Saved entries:
=== Begin Enclosure ===
PR #478, opened 2018-04-19
Disconnect peer liang

lvs007:
**What does this PR do?**
If the main chain of the current node is higher than the synchronous node and the synchronization block is not found, then the peer link is disconnected.

- Unit Tests
- Manual Testing

**Follow up**

**Extra details**

### DIFF
--- a/src/main/java/org/tron/core/net/node/NodeImpl.java
+++ b/src/main/java/org/tron/core/net/node/NodeImpl.java
@@ -332,7 +332,6 @@ public class NodeImpl extends PeerConnectionDelegate implements Node {
                       peer.getAdvObjWeSpread().put(idToSpread.getKey(), Time.getCurrentMillis());
                       sendPackage.add(idToSpread, peer);
                     });
-//                peer.cleanInvGarbage();
               });
 
           sendPackage.sendInv();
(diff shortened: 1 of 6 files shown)


src/main/java/org/tron/common/overlay/message/ReasonCode.java
```diff
@@ -82,6 +82,8 @@
 
     RESET(0x11),
 
+    SYNC_FAIL(0x12),
```
olenheim: this reason need modify proto files

src/main/java/org/tron/core/net/node/NodeImpl.java
```diff
@@ -748,7 +749,14 @@ private void onHandleSyncBlockChainMessage(PeerConnection peer, SyncBlockChainMe
     }
 
     if (blockIds.isEmpty()) {
-      peer.setNeedSyncFromUs(false);
+      if (CollectionUtils.isNotEmpty(summaryChainIds) && summaryChainIds.get(0).getNum() < del
+          .getHeadBlockId().getNum()) {
```
olenheim: when peer's number id lower than our solid block number , It's really sync fail, in this case , it maybe can sync again

src/main/java/org/tron/common/overlay/message/ReasonCode.java
lvs007: add to proto files

src/main/java/org/tron/core/net/node/NodeImpl.java
lvs007: modify use LatestBlockHeaderNumber compare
=== End Enclosure ===
- **PROBLEM DESCRIPTION**
Show every line above where "modify" is found.

- **ANSWER TO THE PROBLEM**
olenheim: this reason need modify proto files
lvs007: modify use LatestBlockHeaderNumber compare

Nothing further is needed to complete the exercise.